Heal Cemetery
Heal Cemetery is in the woods off the Poland Road. It is on the 100 acre lot that John Heal bought from General Henry Knox in 1800 and sold to his son, John Heal, Jr. in 1818, for $1,000. It ran from the outlet of Norton Pond up what is now Martin’s Corner Road and almost 2,000’ down Rt 235. John Heal Sr. apparently claimed the land as early as 1788, and then Knox quieted his claim.
John was born in August, 1760, in Georgetown and in 1785 he married Elizabeth Hinckley (born June, 1763) in the same town. She died on May 6, 1817, and on October 13, 1817 he married Lydia Cooper (Nov 1778-November, 1859) who came from Cambridge, MA but moved to South Thomaston.
The cemetery holds only one engraved stone, that for John and Elizabeth on one side and their first son, Josiah, ((1786-1805) on the opposite side. It is a very beautiful stone with a hand carved on the parents’ side, with the first finger pointing toward heaven, a sign that the soul has left the body for heaven. There is a great deal of detail, a pattern of dots after the parents names, textured stone around the hand, and a pattern of circles in the oval around the hand, and a star in a sunburst above it all.
John had 12 children with Elizabeth and three with Lydia. After the first son, Josiah died at age 19 in 1805, John and Elizabeth named their last child, born March 10, 1806, Josiah. In the cemetery there are 5 pairs of field stones. We do not know to whom they belong but we do know that John and Elizabeth had at three children who died very young: John aged 3 years (1788) (the second John was born in 1793), Deborah (1791), aged 1 year and Kazia (1799), aged 3 years. There may have been others who died so young they were not named.
The cemetery is in a pretty spot with a view of Norton’s Pond. Just a four minute walk away are the remains of John Heal’s house and farm buildings. It is hard to see what it once looked like as there are just a bunch of foundation stones now but it may have once been a Big House, Little House, Back House, Barn homestead.
John Jr., sold the homestead farm in 1827. It had a number of owners each of whom struggled to finance it. In 1855, Andrew Pendleton, who owned the farm for about 10 years sold it to Ephraim Heal and Samuel Harwood for $1,600.00 Of interest in the deed is the section “reserving therefrom the land fenced out on which the school house now stands so long as it is occupied for a school house lot.” Ephraim Heal sold out to Samuel Harwood a year later and in 1864, Samuel sold the piece of land in the far northwest corner to District 14 for a school. He sold it for $10.00 with the stipulation that they “keep a good and substantial fence on the line between said lot and my land.” In 1894, Samuel Harwood mortgaged the land and in the deed refers to the “so-called Dosett School House,” but by 1929, when John Poland was leaving the lot to his ex-wife, it was called the “corner where the school house used to stand,” and the land had reverted to being a part of the original 100 acres.
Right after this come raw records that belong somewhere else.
PR #1616, opened 2023-03-21
pki: EST filter whitespace on base64 encoded responses

hargut:
Hello together,

this PR arose from an response parsing issue using the EST protocol. Looking into the details it got clear that the responses base64 data formatting in combination with the method used for base64 decoding caused the issue.

The change only focuses on the `pki est` command, and adds a white space filter as per RFC in case the `Content-Type-Encoding` is `base64`.
It might be a consideration to adjust the implementation in `utils/chunk.c` `chunk_from_base64()` to only accept valid base64 characters before attempting to decode. As it was not clear to me if this section is performance critical I've limited the change to the `pki/est` section.

As C is not my typical language I'd be happy to receive any feedback on the implementation.

reference: EST Clarification [RFC 8951, Section 3.1](https://www.rfc-editor.org/rfc/rfc8951#name-white-space-processing)

Many thanks for your consideration.

Best regards,
Harald

### DIFF
--- a/src/pki/est/est_tls.c
+++ b/src/pki/est/est_tls.c
@@ -15,6 +15,7 @@
  */
 
 #define _GNU_SOURCE /* for asprintf() */
+#include <ctype.h>
 #include <stdio.h>
 #include <unistd.h>
 #include <errno.h>
@@ -198,7 +199,6 @@ static bool parse_http_header(chunk_t *in,  u_int *http_code, u_int *content_len
 	return (*http_code < 300);
 }
 
-
 METHOD(est_tls_t, request, bool,
 	private_est_tls_t *this, est_op_t op, chunk_t in, chunk_t *out,
 	u_int *http_code, u_int *retry_after)
@@ -206,7 +206,7 @@ METHOD(est_tls_t, request, bool,
 	chunk_t http = chunk_empty, data = chunk_empty, response;
 	u_int content_len;
 	char buf[1024];
-	int len;
+	int i, len;
 
 	/* initialize output variables */
 	*out = chunk_empty;
@@ -276,6 +276,15 @@ METHOD(est_tls_t, request, bool,
 				return FALSE;
 			}
 		}
+
+		for (i = 0, len = 0; i < data.len; i++)
+		{
+			if (!isspace(data.ptr[i]))
+			{
+				data.ptr[len++] = data.ptr[i];
+			}
+		}
+		data.len = len;
 
 		*out = chunk_from_base64(data, NULL);
 		chunk_free(&data);


tobiasbrunner:
@cla-bot check

src/pki/est/est_tls.c
```diff
@@ -272,6 +279,22 @@ METHOD(est_tls_t, request, bool,
...
+			for (int i = 0; i < data.len; i++) {
+				char c = data.ptr[i];
+				if (c != '\r' && c != '\n' &&
+					c != '\t' && c != ' ') {
+					filtered[cnt] = data.ptr[i];
+					cnt++;
+				}
+			}
+
+			data = chunk_create(filtered, cnt);
```
tobiasbrunner, line 295: This could be simplified (`i` has also to be delared where `len` is):

```suggestion
			for (i = 0, len = 0; i < data.len; i++)
			{
				if (!isspace(data.ptr[i]))
				{
					data.ptr[len++] = data.ptr[i];
				}
			}
			data.len = len;
```

tobiasbrunner (changes requested):
Note that since a708e969068b32a5abb07bd325de19f6670109f6 the code always assumes the content is Base64 encoded. And since you haven't made the the actual `chunk_from_base64()` call conditional, I feel like the `content_b64enc` flag etc. is not actually necessary.

I think filtering whitespace makes sense, but the code could be simplified (see my comment).

src/pki/est/est_tls.c
hargut: Thank you for the feedback and pointer to the errata and previous removal.

The topic came up as base64 encoded response containig CRLF could not be parsed/validated successfully.

I'll update the PR within the next week.

hargut: I've updated the PR to include the suggested change and have rebased it on the current `master`.

The proposed solution to re-use/modify the existing `chunk` is elegant and simple. :+1:

src/pki/est/est_tls.c
```diff
@@ -193,6 +193,19 @@ static bool parse_http_header(chunk_t *in,  u_int *http_code, u_int *content_len
...
+	{
+		case ' ':
+		case '\n':
+		case '\r':
+		case '\t':
+			return true;
+		default:
+			return false;
+	}
+}
```
tobiasbrunner, line 208: This is not necessary, there is a standard C function called `isspace()` for this purpose (you need to add `#include <ctype.h>` for the declaration).

hargut: Sorry, I've missed that as I was thinking that the `isspace` from the first comment should show that it would be cleaner to read/understand when using a separate function with a clean name.

Updated.

tobiasbrunner: I should have pointed that out, sorry. Is it OK for you if I add myself as co-author to the commit?

PR #1636, opened 2023-04-02
openssl: fix x509 SubjectAlternativeName wildcard validation

hargut:
The patch fixes the x509 SubjectAlternativeName wildcard validation within the openssl plugin.

With inverted arguments the matches_string validation exits early on the length check. Further the wildcard validation does not work as expected.


tobiasbrunner:
This is not a mistake. Wildcards in SANs (or certificates in general) [are not supported](https://docs.strongswan.org/docs/5.9/support/faq.html#_wildcard_certificates).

The spot where it stood is 2/10 of a mile up Martin’s Corner Road (originally called School House Road and then Wentworth Road) on the right on the lower side of the stone wall.
In 1884, Samuel Harwood, and Emery Parker, who owned the abutting land, sold the flowage from Norton’s Pond to the owners of the Knox Woolen Company in Camden for $150.00 each. It would allow the water downstream to reach a certain height marked by a copper bolt in order to run the mill.
This cemetery was never recorded and is now on two lots. The landowners kindly let us explore the area and clean the stone.